The FileDescriptorName in ghostunnel.socket must match the name passed to --listen. If multiple sockets are needed (e.g. for a status port), use the name to distinguish them.

Installing

# Copy unit files into place
sudo cp ghostunnel.socket ghostunnel.service /etc/systemd/system/

# Reload, enable, and start the socket
sudo systemctl daemon-reload
sudo systemctl enable --now ghostunnel.socket

systemd will start ghostunnel.service on demand when a connection arrives on the socket.

Security Hardening

systemd provides sandboxing options that complement Ghostunnel’s built-in Landlock support. These settings restrict the service to the privileges it needs:

[Service]
# Run as a dedicated unprivileged user
DynamicUser=yes

# Filesystem restrictions
ProtectSystem=strict
ProtectHome=yes
PrivateTmp=yes
PrivateDevices=yes
ProtectKernelTunables=yes
ProtectKernelModules=yes
ProtectKernelLogs=yes
ProtectControlGroups=yes
ProtectProc=invisible

# Network: only allow AF_INET/AF_INET6 (and AF_UNIX for syslog/notify)
RestrictAddressFamilies=AF_INET AF_INET6 AF_UNIX

# Capabilities: drop everything, Ghostunnel doesn't need any
# (use socket activation or listen on ports > 1024)
CapabilityBoundingSet=
NoNewPrivileges=yes

# System call filter: allow only networking and basic I/O
SystemCallFilter=@system-service
SystemCallArchitectures=native

# Misc
LockPersonality=yes
RestrictRealtime=yes
RestrictSUIDSGID=yes
RemoveIPC=yes
UMask=0077

Notes

  • DynamicUser=yes allocates a transient user at runtime.
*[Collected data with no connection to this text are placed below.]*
PR #122, opened 2020-05-21
[YUNIKORN-171] Add example and document about how to run kubeflow with yunikorn

HuangTing-Yao:
Add a tfjob example for yunikorn.

### DIFF
--- a/deployments/examples/README.md
+++ b/deployments/examples/README.md
@@ -45,7 +45,7 @@ Deployment files for the driver and executor:
 * [driver](spark30/driver.yaml).
 * [executor](spark30/executor.yaml).
 
-## tfjob
+## Tensorflow job
 A simple example for [kubeflow/tensorflow](./tfjob/tf-job-mnist.yaml) image.
 
 ## volumes
--- a/deployments/examples/README.md
+++ b/deployments/examples/README.md
@@ -47,6 +47,8 @@ Deployment files for the driver and executor:
 
 ## Tensorflow job
 A simple example for [kubeflow/tensorflow](./tfjob/tf-job-mnist.yaml) image.
+In this example it will run a distributed mnist model for e2e test, for full more detail see the [dist-mnist](https://github.com/kubeflow/tf-operator/tree/master/examples/v1/dist-mnist) section.
+As we can schedule tfjob mean we can support kubeflow.
 
 ## volumes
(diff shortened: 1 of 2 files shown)


deployments/examples/README.md
```diff
@@ -45,6 +45,9 @@ Deployment files for the driver and executor:
 * [driver](spark30/driver.yaml).
 * [executor](spark30/executor.yaml).
 
+## tfjob
```
kingamarton, line 48: Please use the full name instead of abbreviation: tfjob -> TensorFlow job, or Kubeflow

deployments/examples/README.md
```diff
@@ -45,6 +45,9 @@ Deployment files for the driver and executor:
...
+A simple example for [kubeflow/tensorflow](./tfjob/tf-job-mnist.yaml) image.
```
yangwwei, line 49: Can we add a bit more doc about what does this job do?

deployments/examples/tfjob/tf-job-mnist.yaml
```diff
@@ -0,0 +1,51 @@
...
+  namespace: kubeflow
+spec:
+  tfReplicaSpecs:
+    PS:
+      replicas: 2
+      restartPolicy: Never
+      template:
+        metadata:
+          labels:
+            applicationId: "tf_ps_20200521_001"
```
yangwwei, line 31: can we use the same `applicationId` for this job?
both ps and workers should belong to one same job.

HuangTing-Yao: Yes, we should use same `applicationId` for this job.

deployments/examples/README.md
HuangTing-Yao: I have already add doc on it, do we need more?

yangwwei:
> Overall looks good.
> If its possible, I would like to have a Readme or Application section in landing Read me doc about the running apps YuniKorn.
> Like Spark, Flink, Kubeflow etc called out explicitly

Yeah, that's a good suggestion. I do think our doc currently is not very easy to follow. Maybe we should have a separate section for this. We need to org our doc better than what we have now.

deployments/examples/README.md
yangwwei: Sorry I think I've missed that in last review.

If you need persistent state or specific file ownership, use a static User=ghostunnel instead.
  • CapabilityBoundingSet= (empty) drops all capabilities. If you need to bind to a privileged port (< 1024) without socket activation, add CAP_NET_BIND_SERVICE instead.
  • ProtectSystem=strict makes the entire filesystem read-only except /dev, /proc, and /sys. Ghostunnel only needs to read certificate files, so this is safe. If your certificates live outside the default paths, no extra configuration is needed — they are already readable.
  • These settings work alongside Ghostunnel’s own Landlock sandboxing (enabled by default on Linux). The two layers are complementary — systemd restricts at the process level, Landlock restricts within the process.
  • Run systemd-analyze security ghostunnel.service to audit the effective security posture of your unit file.